> _Records_:
PR #401, opened 2023-05-14
working version - Ylva 

YlvaKarlsson:
So many problems with the backend this week - don't even know "how to get this" - will book a 1:1 this week and hopefully someone can give me a thorough walk-through on how to get all this and how to remember it... Over and out from me :P


server.js
```diff
@@ -1,19 +1,56 @@
...
-// to get started!
-// import avocadoSalesData from "./data/avocado-sales.json";
-// import booksData from "./data/books.json";
-// import goldenGlobesData from "./data/golden-globes.json";
-// import netflixData from "./data/netflix-titles.json";
-// import topMusicData from "./data/top-music.json";
-
-const mongoUrl = process.env.MONGO_URL || "mongodb://localhost/project-mongo";
+//Should I use docker for below issue or what do I need to do to solve it?
+//I couldn't make the MONGO_URL work with the localhost-version - when I did that it stopped working locally
```
EmmaHoltegaard, line 8: The way I understand it, the MONGO_URL is for deployment, whereas "mongodb://localhost/project-mongo" is for what we can use, to see our work in Compass as we're developing it. So no need to change the link that was already there (álthought for some of us, "mongodb://127.0.0.1:27017/project-mongo" works better, for some reason)

server.js
```diff
@@ -1,19 +1,56 @@
...
+const mongoUrl = process.env.MONGO_URL || "mongodb+srv://ylva87:hHwxpsqpR3V62DS9@cluster0.hsexulf.mongodb.net/?retryWrites=true&w=majority";
```
EmmaHoltegaard, line 9: The link you've added here goes in the environment variable, when you deploy on Google Cloud. It should not be in your codebase at all.

server.js
```diff
@@ -1,19 +1,56 @@
...
+
+const seedDatabase = async () => {
+  const data = topMusicData
+  Song.collection.insertMany(data, function(err, r) {
+  })
+}
+// seedDatabase()
+
+//switch to cover error-types and generate response
+const handleErrors = (err, res) => {
```
EmmaHoltegaard, line 39: This is the first time I've seen error handling in a function for itself. Maybe it would be more simple to just write them in the routes?

server.js
```diff
@@ -1,19 +1,56 @@
...
-
-const mongoUrl = process.env.MONGO_URL || "mongodb://localhost/project-mongo";
+//Should I use docker for below issue or what do I need to do to solve it?
+//I couldn't make the MONGO_URL work with the localhost-version - when I did that it stopped working locally
+const mongoUrl = process.env.MONGO_URL || "mongodb+srv://ylva87:hHwxpsqpR3V62DS9@cluster0.hsexulf.mongodb.net/?retryWrites=true&w=majority";
 mongoose.connect(mongoUrl, { useNewUrlParser: true, useUnifiedTopology: true });
 mongoose.Promise = Promise;
 
+
+const Song = mongoose.model('Song', {
```
EmmaHoltegaard, line 14: You model seems to have everything it should :)

EmmaHoltegaard (commented):
I read the schedule wrong, and accidentally did a code-review for you last week as well. Oh well, you just get two reviews from me. I know you had an intense week, and didn't have much time for this project. Yet you've managed to write quite a lot. I've pointed out a few things, for when you return to this project.

server.js
YlvaKarlsson: Thanks Emma - Yeah I noticed that too :D

server.js
YlvaKarlsson: Probably! I got some help from a more experienced developer but we didn't manage to make it work anyhow. So I changed it to be in the routes instaead and it worked much better.

PR #403, opened 2023-05-15
Changes to be able to deploy

fikamate:


server.js
```diff
@@ -1,35 +1,86 @@
...
+const port = process.env.PORT || 9000;
 const app = express();
 
 // Add middlewares to enable cors and json body parsing
 app.use(cors());
 app.use(express.json());
 
+const { Schema } = mongoose;
+
+const movieSchema = new mongoose.Schema({
```
FionaKlacar, line 23: Is there a difference between doing this and just `const movieScheme = new Schema`?

server.js
```diff
@@ -1,35 +1,86 @@
...
+  show_id: Number,
+  title: String,
+  director: String,
+  cast: [String],
```
FionaKlacar, line 27: Interesting to see the square brackets; I guess because it will return a whole array here?

server.js
```diff
@@ -1,35 +1,86 @@
...
+    })
+  }
+  resetDatabase();
+}
 // Start defining your routes here
-app.get("/", (req, res) => {
-  res.send("Hello Technigo!");
+
+app.get("/", (req, res) => {  // this is the root route
+res.send(listEndpoints(app));
```
FionaKlacar, line 54: It looks from your endpoints that you only created one endpoint, called ‘movies’, but that endpoint doesn’t show all the movies, without the use of filtering the data down using queries.

server.js
```diff
@@ -1,35 +1,86 @@
...
+});
+
+// try this in postman by using the url http://localhost:9000/movies and then add the query parameters you want to search for like for example http://localhost:9000/movies?title=The%20Matrix or http://localhost:9000/movies?director=Quentin%20Tarantino
+app.get("/movies", async (req, res) => {
+  const { title, director, cast } = req.query;
+  const response = {
+    success: true,
+    body: {}
+  }
+  const titleRegex = new RegExp(title, "i"); //this is a regular expression that will search for the title in the database, the "i" means that it will be case insensitive
```
FionaKlacar, line 64: Cool idea to use RegExp!

server.js
```diff
@@ -1,35 +1,86 @@
...
+  const directorRegex = new RegExp(director, "i");
+  const castRegex = new RegExp(cast, "i");
+
+  try {
+    const searchResultFromDB = await Movie.find({ title: titleRegex, director: directorRegex, cast: castRegex })
```
FionaKlacar, line 69: What is the significance of doing `const searchResultFromDB`? Curious because I didn't think to do that!

server.js
```diff
@@ -1,35 +1,86 @@
...
+    if (searchResultFromDB) {
+      response.body = searchResultFromDB
+      res.status(200).json(response)
+    } else {
+      response.success = false,
+        res.status(500).json(response)
```
FionaKlacar, line 75: Did you mean to use the same status error here as below, and not, for example, a 404?

FionaKlacar (commented):
Cool to see your work, Annika! When the deployed site is up I'll be able to check out the endpoints that you made as well!

PR #405, opened 2023-05-15
Week 14: project-mongo-api (incomplete)

sammyolsson:
Still having some problems.


README.md
```diff
@@ -1,4 +1,4 @@
-# Project Mongo API
+# Project Mongo API (incomplete)
 
 Replace this readme with your own information about your project.
```
mvfrid, line 3: Write a little something about the task, and then also about what endpoints the user can expect :)

server.js
```diff
@@ -24,12 +17,141 @@ const app = express();
...
+  res.send({
+    Message: "Here you can browse the top music data. Below you find the endpoints you can use 🎶",
+    Routes: [
+      {
+        "/songs": "= all songs",
+        "/songs/id/:id": "= a specific song based on id, write the id of the song instead of :id",
+        "/songs/artist/:artistname": "= get the titles from a specific artist, write the artist instead of :artistname"
+      }
+    ],
+  })
```
mvfrid, line 69: Excellent way of showing the user what they can do with this API. Nice job!

server.js
```diff
@@ -24,12 +17,141 @@ const app = express();
...
 });
 
-// Start the server
+
+
+
+// ROUTE: ALL SONGS
+
+app.get("/songs", async (req, res) => {
+  const songs = topMusicData;
```
mvfrid, line 78: Now you are using the data directly from the local file, where I actually don't think you need the async function? If you want to fill the endpoint with Songs from your database, I would modify the code something like this:

```suggestion
  const songs = await Song.find();
  if (songs) ...
```

server.js
```diff
@@ -24,12 +17,141 @@ const app = express();
...
+      body: {}
+    })
+  }
+})
+
+// ROUTE: ARTIST
+
+app.get("/songs/artist/:artistname", async(req,res) => {
+  try{
+    const artistName = await Song.findOne({artistName: new RegExp(req.params.artistname,"i")});
```
mvfrid, line 100: Nice use of Regex!

server.js
```diff
@@ -24,12 +17,141 @@ const app = express();
...
+    if(artistName){
+      res.status(200).json({
+        success: true,
+        body: artistName
+      })
+    } else {
+      res.status(404).json({
+        success: false,
+        body: {
+          message: "ERROR! Artist not found!"
```
mvfrid, line 110: You could experiment with having the artist the user searched for as a parameter in the message :)

server.js
```diff
@@ -24,12 +17,141 @@ const app = express();
...
+// ROUTE: ALL SONGS
+
+app.get("/songs", async (req, res) => {
+  const songs = topMusicData;
+  if (songs) {
+    res.status(200).json({
+      success: true,
+      message: "OK",
+      body: {
+        topMusicData: songs
```
mvfrid, line 84: Name it something other than topMusicData, it gets a bit confusing that it's called the same as the data json file. Maybe "content"?

server.js
```diff
@@ -24,12 +17,141 @@ const app = express();
...
+if (process.env.RESET_DB) {
+  const resetDatabase = async () => {
+    await Song.deleteMany();
+    topMusicData.forEach((singleSong) => {
+      const newSong = new Song(singleSong);
+      newSong.save()
+    })
+  }
+  resetDatabase();
+}
```
mvfrid, line 54: Nice work on using data seeding!

mvfrid (commented):
I couldn't test your API since I know you are having issues with deployment, but I went through the code anyway and made a little review. It seems to do what it should and is really nicely organised. You are using consistent endpoint set up and error handling, which is really great!

I found a few areas where you could improve a few things (added in separate comments), but nothing major. Let me know if you want me to review it again when it's deployed. 

Nice job this week! You did really good, even though it's not fully complete :)

PR #409, opened 2023-05-17
Week 14 | Mongo API

Amanda-Sjstrm:


server.js
```diff
@@ -19,14 +20,79 @@ mongoose.Promise = Promise;
...
+  }
+  }
+  })
+
+const Quote = mongoose.model("Quote", quoteSchema);
+
+if (process.env.RESET_DB) {
+  const resetDatabase = async () => {
+    await Quote.deleteMany();
+    topMusicData.forEach((singleQuote) => {
```
edv-rd, line 48: Should not be called topMusicData I guess :)

edv-rd (commented):
Clean, easy to read and does the job it looks like (couldn't find a link to a deployed version). Good job!

server.js
Amanda-Sjstrm: Haha maybe this is why it wasn’t really working for me this week 😅

PR #410, opened 2023-05-19
Project mongo api

camcron:
https://project-mongo-api-45a55p775a-lz.a.run.app/


SofiaGerdmar (approved):
Great job this week! Your server.js is clean and easy to follow and the endpoints work as intended. I like that you added so many different variables to search and using different ways to do so. Good use of RegEx as well. I don't have any changes to suggest, everything looks great!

> _Your assignment_: From the records above, tally every line that includes the word "YlvaKarlsson" and reply with the total by itself.

> _Answer space_: 3